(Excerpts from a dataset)
————
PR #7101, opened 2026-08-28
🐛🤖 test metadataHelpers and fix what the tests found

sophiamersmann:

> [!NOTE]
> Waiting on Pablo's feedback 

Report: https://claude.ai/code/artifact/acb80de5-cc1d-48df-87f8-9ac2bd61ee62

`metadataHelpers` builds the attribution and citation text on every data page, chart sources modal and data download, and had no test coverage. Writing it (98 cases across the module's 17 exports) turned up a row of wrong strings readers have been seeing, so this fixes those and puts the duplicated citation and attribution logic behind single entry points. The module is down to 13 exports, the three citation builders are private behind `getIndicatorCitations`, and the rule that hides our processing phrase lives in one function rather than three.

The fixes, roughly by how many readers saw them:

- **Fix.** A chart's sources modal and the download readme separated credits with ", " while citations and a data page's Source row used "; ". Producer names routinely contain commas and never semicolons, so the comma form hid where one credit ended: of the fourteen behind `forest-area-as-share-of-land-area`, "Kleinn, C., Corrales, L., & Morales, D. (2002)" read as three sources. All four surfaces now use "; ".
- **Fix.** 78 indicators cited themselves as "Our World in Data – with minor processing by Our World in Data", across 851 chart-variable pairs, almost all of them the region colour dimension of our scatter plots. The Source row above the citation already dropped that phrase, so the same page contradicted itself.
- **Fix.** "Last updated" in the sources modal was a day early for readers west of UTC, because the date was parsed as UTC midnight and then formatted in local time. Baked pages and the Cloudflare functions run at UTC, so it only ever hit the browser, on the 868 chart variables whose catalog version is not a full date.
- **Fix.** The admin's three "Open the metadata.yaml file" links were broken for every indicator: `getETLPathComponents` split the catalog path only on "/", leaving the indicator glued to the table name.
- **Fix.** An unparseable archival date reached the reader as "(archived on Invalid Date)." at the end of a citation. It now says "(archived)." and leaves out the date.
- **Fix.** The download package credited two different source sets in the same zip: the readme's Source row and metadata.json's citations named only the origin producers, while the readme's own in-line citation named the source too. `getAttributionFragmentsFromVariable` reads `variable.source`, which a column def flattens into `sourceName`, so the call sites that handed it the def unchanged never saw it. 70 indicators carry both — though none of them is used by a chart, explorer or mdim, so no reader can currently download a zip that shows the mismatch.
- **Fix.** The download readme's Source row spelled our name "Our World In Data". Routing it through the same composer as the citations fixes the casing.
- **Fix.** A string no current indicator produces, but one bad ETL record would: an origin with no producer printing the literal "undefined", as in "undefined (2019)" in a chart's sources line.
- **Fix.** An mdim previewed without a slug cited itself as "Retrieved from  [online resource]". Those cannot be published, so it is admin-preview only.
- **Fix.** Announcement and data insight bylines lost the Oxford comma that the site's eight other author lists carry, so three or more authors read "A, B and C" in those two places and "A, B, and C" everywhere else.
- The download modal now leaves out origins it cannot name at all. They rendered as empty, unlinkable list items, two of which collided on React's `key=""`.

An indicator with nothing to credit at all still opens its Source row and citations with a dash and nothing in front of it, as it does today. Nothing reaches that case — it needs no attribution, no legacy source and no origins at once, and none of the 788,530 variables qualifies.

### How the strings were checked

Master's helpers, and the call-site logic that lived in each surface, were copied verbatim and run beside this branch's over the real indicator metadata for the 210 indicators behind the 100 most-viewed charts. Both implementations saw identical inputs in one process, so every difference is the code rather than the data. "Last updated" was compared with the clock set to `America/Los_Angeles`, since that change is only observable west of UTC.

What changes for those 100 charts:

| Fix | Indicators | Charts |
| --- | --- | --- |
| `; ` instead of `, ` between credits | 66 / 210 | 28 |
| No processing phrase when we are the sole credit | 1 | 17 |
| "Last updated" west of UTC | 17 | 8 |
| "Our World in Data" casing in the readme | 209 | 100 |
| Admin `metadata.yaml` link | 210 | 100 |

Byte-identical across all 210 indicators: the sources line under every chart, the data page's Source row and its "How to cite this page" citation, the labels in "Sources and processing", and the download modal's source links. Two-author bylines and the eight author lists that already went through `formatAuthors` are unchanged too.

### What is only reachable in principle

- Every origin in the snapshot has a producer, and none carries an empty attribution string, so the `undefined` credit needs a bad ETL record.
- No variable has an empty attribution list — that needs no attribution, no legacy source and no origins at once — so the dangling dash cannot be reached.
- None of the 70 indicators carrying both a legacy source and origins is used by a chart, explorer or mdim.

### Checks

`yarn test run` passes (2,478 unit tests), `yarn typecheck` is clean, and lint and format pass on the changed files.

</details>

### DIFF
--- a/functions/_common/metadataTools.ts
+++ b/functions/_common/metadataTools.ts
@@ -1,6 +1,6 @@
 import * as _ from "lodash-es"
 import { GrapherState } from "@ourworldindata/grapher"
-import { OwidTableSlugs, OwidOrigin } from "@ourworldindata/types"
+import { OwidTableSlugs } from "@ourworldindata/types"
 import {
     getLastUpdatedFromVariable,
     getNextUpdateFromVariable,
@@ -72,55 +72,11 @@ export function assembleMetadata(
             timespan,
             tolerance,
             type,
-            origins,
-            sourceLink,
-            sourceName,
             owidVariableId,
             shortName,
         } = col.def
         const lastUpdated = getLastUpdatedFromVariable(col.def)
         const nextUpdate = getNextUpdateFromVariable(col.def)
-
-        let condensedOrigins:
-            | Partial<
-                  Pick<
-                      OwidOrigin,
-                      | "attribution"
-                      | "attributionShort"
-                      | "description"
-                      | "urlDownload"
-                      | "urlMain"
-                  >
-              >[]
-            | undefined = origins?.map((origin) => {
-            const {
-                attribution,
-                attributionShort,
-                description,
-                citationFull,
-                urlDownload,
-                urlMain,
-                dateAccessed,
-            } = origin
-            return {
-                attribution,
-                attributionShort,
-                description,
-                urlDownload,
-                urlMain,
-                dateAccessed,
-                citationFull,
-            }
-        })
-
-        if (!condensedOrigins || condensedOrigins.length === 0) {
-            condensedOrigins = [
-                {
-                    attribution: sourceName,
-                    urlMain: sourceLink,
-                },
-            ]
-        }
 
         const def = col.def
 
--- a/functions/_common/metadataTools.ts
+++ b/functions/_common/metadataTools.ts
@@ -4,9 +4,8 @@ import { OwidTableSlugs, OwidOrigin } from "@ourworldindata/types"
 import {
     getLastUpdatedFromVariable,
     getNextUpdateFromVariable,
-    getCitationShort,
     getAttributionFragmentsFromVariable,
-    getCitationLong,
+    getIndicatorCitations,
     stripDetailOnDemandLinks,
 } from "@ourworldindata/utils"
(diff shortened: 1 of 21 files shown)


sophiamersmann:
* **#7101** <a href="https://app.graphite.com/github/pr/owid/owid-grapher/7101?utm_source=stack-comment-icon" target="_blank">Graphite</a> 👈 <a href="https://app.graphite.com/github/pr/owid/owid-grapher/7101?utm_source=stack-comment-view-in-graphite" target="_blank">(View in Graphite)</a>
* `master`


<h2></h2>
————
• **Problem requirements**
Every record must be returned exactly.

• **Task solution**
PR #7101, opened 2026-08-28
🐛🤖 test metadataHelpers and fix what the tests found

sophiamersmann:

> [!NOTE]
> Waiting on Pablo's feedback 

Report: https://claude.ai/code/artifact/acb80de5-cc1d-48df-87f8-9ac2bd61ee62

`metadataHelpers` builds the attribution and citation text on every data page, chart sources modal and data download, and had no test coverage. Writing it (98 cases across the module's 17 exports) turned up a row of wrong strings readers have been seeing, so this fixes those and puts the duplicated citation and attribution logic behind single entry points. The module is down to 13 exports, the three citation builders are private behind `getIndicatorCitations`, and the rule that hides our processing phrase lives in one function rather than three.

The fixes, roughly by how many readers saw them:

- **Fix.** A chart's sources modal and the download readme separated credits with ", " while citations and a data page's Source row used "; ". Producer names routinely contain commas and never semicolons, so the comma form hid where one credit ended: of the fourteen behind `forest-area-as-share-of-land-area`, "Kleinn, C., Corrales, L., & Morales, D. (2002)" read as three sources. All four surfaces now use "; ".
- **Fix.** 78 indicators cited themselves as "Our World in Data – with minor processing by Our World in Data", across 851 chart-variable pairs, almost all of them the region colour dimension of our scatter plots. The Source row above the citation already dropped that phrase, so the same page contradicted itself.
- **Fix.** "Last updated" in the sources modal was a day early for readers west of UTC, because the date was parsed as UTC midnight and then formatted in local time. Baked pages and the Cloudflare functions run at UTC, so it only ever hit the browser, on the 868 chart variables whose catalog version is not a full date.
- **Fix.** The admin's three "Open the metadata.yaml file" links were broken for every indicator: `getETLPathComponents` split the catalog path only on "/", leaving the indicator glued to the table name.
- **Fix.** An unparseable archival date reached the reader as "(archived on Invalid Date)." at the end of a citation. It now says "(archived)." and leaves out the date.
- **Fix.** The download package credited two different source sets in the same zip: the readme's Source row and metadata.json's citations named only the origin producers, while the readme's own in-line citation named the source too. `getAttributionFragmentsFromVariable` reads `variable.source`, which a column def flattens into `sourceName`, so the call sites that handed it the def unchanged never saw it. 70 indicators carry both — though none of them is used by a chart, explorer or mdim, so no reader can currently download a zip that shows the mismatch.
- **Fix.** The download readme's Source row spelled our name "Our World In Data". Routing it through the same composer as the citations fixes the casing.
- **Fix.** A string no current indicator produces, but one bad ETL record would: an origin with no producer printing the literal "undefined", as in "undefined (2019)" in a chart's sources line.
- **Fix.** An mdim previewed without a slug cited itself as "Retrieved from  [online resource]". Those cannot be published, so it is admin-preview only.
- **Fix.** Announcement and data insight bylines lost the Oxford comma that the site's eight other author lists carry, so three or more authors read "A, B and C" in those two places and "A, B, and C" everywhere else.
- The download modal now leaves out origins it cannot name at all. They rendered as empty, unlinkable list items, two of which collided on React's `key=""`.

An indicator with nothing to credit at all still opens its Source row and citations with a dash and nothing in front of it, as it does today. Nothing reaches that case — it needs no attribution, no legacy source and no origins at once, and none of the 788,530 variables qualifies.

### How the strings were checked

Master's helpers, and the call-site logic that lived in each surface, were copied verbatim and run beside this branch's over the real indicator metadata for the 210 indicators behind the 100 most-viewed charts. Both implementations saw identical inputs in one process, so every difference is the code rather than the data. "Last updated" was compared with the clock set to `America/Los_Angeles`, since that change is only observable west of UTC.

What changes for those 100 charts:

| Fix | Indicators | Charts |
| --- | --- | --- |
| `; ` instead of `, ` between credits | 66 / 210 | 28 |
| No processing phrase when we are the sole credit | 1 | 17 |
| "Last updated" west of UTC | 17 | 8 |
| "Our World in Data" casing in the readme | 209 | 100 |
| Admin `metadata.yaml` link | 210 | 100 |

Byte-identical across all 210 indicators: the sources line under every chart, the data page's Source row and its "How to cite this page" citation, the labels in "Sources and processing", and the download modal's source links. Two-author bylines and the eight author lists that already went through `formatAuthors` are unchanged too.

### What is only reachable in principle

- Every origin in the snapshot has a producer, and none carries an empty attribution string, so the `undefined` credit needs a bad ETL record.
- No variable has an empty attribution list — that needs no attribution, no legacy source and no origins at once — so the dangling dash cannot be reached.
- None of the 70 indicators carrying both a legacy source and origins is used by a chart, explorer or mdim.

### Checks

`yarn test run` passes (2,478 unit tests), `yarn typecheck` is clean, and lint and format pass on the changed files.

</details>

### DIFF
--- a/functions/_common/metadataTools.ts
+++ b/functions/_common/metadataTools.ts
@@ -1,6 +1,6 @@
 import * as _ from "lodash-es"
 import { GrapherState } from "@ourworldindata/grapher"
-import { OwidTableSlugs, OwidOrigin } from "@ourworldindata/types"
+import { OwidTableSlugs } from "@ourworldindata/types"
 import {
     getLastUpdatedFromVariable,
     getNextUpdateFromVariable,
@@ -72,55 +72,11 @@ export function assembleMetadata(
             timespan,
             tolerance,
             type,
-            origins,
-            sourceLink,
-            sourceName,
             owidVariableId,
             shortName,
         } = col.def
         const lastUpdated = getLastUpdatedFromVariable(col.def)
         const nextUpdate = getNextUpdateFromVariable(col.def)
-
-        let condensedOrigins:
-            | Partial<
-                  Pick<
-                      OwidOrigin,
-                      | "attribution"
-                      | "attributionShort"
-                      | "description"
-                      | "urlDownload"
-                      | "urlMain"
-                  >
-              >[]
-            | undefined = origins?.map((origin) => {
-            const {
-                attribution,
-                attributionShort,
-                description,
-                citationFull,
-                urlDownload,
-                urlMain,
-                dateAccessed,
-            } = origin
-            return {
-                attribution,
-                attributionShort,
-                description,
-                urlDownload,
-                urlMain,
-                dateAccessed,
-                citationFull,
-            }
-        })
-
-        if (!condensedOrigins || condensedOrigins.length === 0) {
-            condensedOrigins = [
-                {
-                    attribution: sourceName,
-                    urlMain: sourceLink,
-                },
-            ]
-        }
 
         const def = col.def
 
--- a/functions/_common/metadataTools.ts
+++ b/functions/_common/metadataTools.ts
@@ -4,9 +4,8 @@ import { OwidTableSlugs, OwidOrigin } from "@ourworldindata/types"
 import {
     getLastUpdatedFromVariable,
     getNextUpdateFromVariable,
-    getCitationShort,
     getAttributionFragmentsFromVariable,
-    getCitationLong,
+    getIndicatorCitations,
     stripDetailOnDemandLinks,
 } from "@ourworldindata/utils"
(diff shortened: 1 of 21 files shown)


sophiamersmann:
* **#7101** <a href="https://app.graphite.com/github/pr/owid/owid-grapher/7101?utm_source=stack-comment-icon" target="_blank">Graphite</a> 👈 <a href="https://app.graphite.com/github/pr/owid/owid-grapher/7101?utm_source=stack-comment-view-in-graphite" target="_blank">(View in Graphite)</a>
* `master`


<h2></h2>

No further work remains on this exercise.